The children were deported to Haiti on two flights chartered by ICE from Laredo, Texas, to the Haitian capital, Port-au-Prince. The removals sent vulnerable infants back to Haiti as it is being roiled by major political unrest.
ICE is facing a rising chorus of denunciation as a “rogue agency” for its apparent refusal to abide by the new guidelines laid down by Biden and US Secretary of Homeland Security Alejandro Mayorkas.
Photo: Reuters
The Biden administration ordered a 100-day moratorium on all deportations, which was temporarily blocked by a judge in Texas. However, the judge’s restraining order left in place the new guidelines stipulating that only the most serious immigration cases should be subject to deportation.
The administration appeared to gain the upper hand in its attempt to rein in ICE on Friday. when deportation flights to Haiti were suspended. However, on Monday, the immigration agency reasserted itself again with the renewed flights to Port-au-Prince, children and infants on board.
Human rights campaigners are dismayed by the deportations, which bear a close resemblance to the hardline course set by former US president Donald Trump.
“It is unconscionable for us as a country to continue with the same draconian, cruel policies that were pursued by the Trump administration,” said Guerline Jozef, executive director of the immigration support group the Haitian Bridge Alliance.
“I don’t know what’s going on between ICE and the Biden administration, but we know what needs to be done: The deportations must stop,” she said.
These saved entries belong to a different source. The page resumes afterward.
PR #11363, opened 2025-05-28
refactor(parser): Add some is_ts fast checks before doing lookaheads

therewillbecode:
Add some is_ts fast checks before doing lookaheads.

Relates to #11334 .

### DIFF
--- a/crates/oxc_parser/src/ts/statement.rs
+++ b/crates/oxc_parser/src/ts/statement.rs
@@ -477,11 +477,18 @@ impl<'a> ParserImpl<'a> {
     }
 
     pub(crate) fn at_start_of_ts_declaration(&mut self) -> bool {
+        if !self.is_ts {
+            return false;
+        }
         self.lookahead(Self::at_start_of_ts_declaration_worker)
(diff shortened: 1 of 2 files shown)


crates/oxc_parser/src/ts/statement.rs
```diff
@@ -477,11 +477,18 @@ impl<'a> ParserImpl<'a> {
...
     pub(crate) fn at_start_of_ts_declaration(&mut self) -> bool {
+        if !self.is_ts {
+            return false;
+        }
         self.lookahead(Self::at_start_of_ts_declaration_worker)
     }
 
     /// Check if the parser is at a start of a ts declaration
     fn at_start_of_ts_declaration_worker(&mut self) -> bool {
+        if !self.is_ts {
```
leaysgur, line 488: And this is exactly what is called by `at_start_of_ts_declaration` above.

leaysgur (changes requested):
I don't think all these checks are necessary, many of them are already guarded by the caller.

Would you please check again?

Immigration advisers are especially concerned about the safety of the Haitian children deported, as they are being returned to a country that is embroiled in rapidly mounting political turmoil.
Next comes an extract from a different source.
PR #11377, opened 2025-05-29
perf(parser): avoid checkpoint when parsing left curly in jsx

ulrichstark:
This requires `parse_jsx_expression_container` and `parse_jsx_spread_child` not to expect LCurly because that's already bumped by the caller. Is that okay? Do I need to update the doc comments of both functions? Let's see if there are improvements in the benchmark...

Haitian President Jovenel Moise is refusing to heed opposition calls for him to step down in a dispute over the end of his term — his detractors say he should have left office on Sunday.
Moise has been ruling by decree for more than a year and has recently cracked down on public protests. On Sunday, the day that opponents urged him to stand down, he announced the arrests of 23 people, including a supreme court justice and a senior police inspector whom he claimed were plotting a coup against him.
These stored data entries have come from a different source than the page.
PR #11378, opened 2025-05-29
perf(parser): use const generics to speed up parsing

magic-akari:
Since `is_ts` never changes during parsing, we can convert it into a const generic parameter to test for potential speed improvements.


Boshen:
image

Let me check later.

Two Haitian journalists were reportedly shot with live ammunition fired by the armed forces on Monday in volatile scenes in the Champ de Mars in Port-au-Prince.
The Biden administration has stoked further controversy by backing Moise in the dispute. The US government has announced it takes the view that the Haitian president has another year to run before he must leave office.
Jozef said it was not safe to return children to this environment.
“I fear for the kids being sent into the middle of this uprising. It’s as if there is a house burning, and instead of taking people out for their own safety the United States is sending defenseless babies into the burning house,” she said.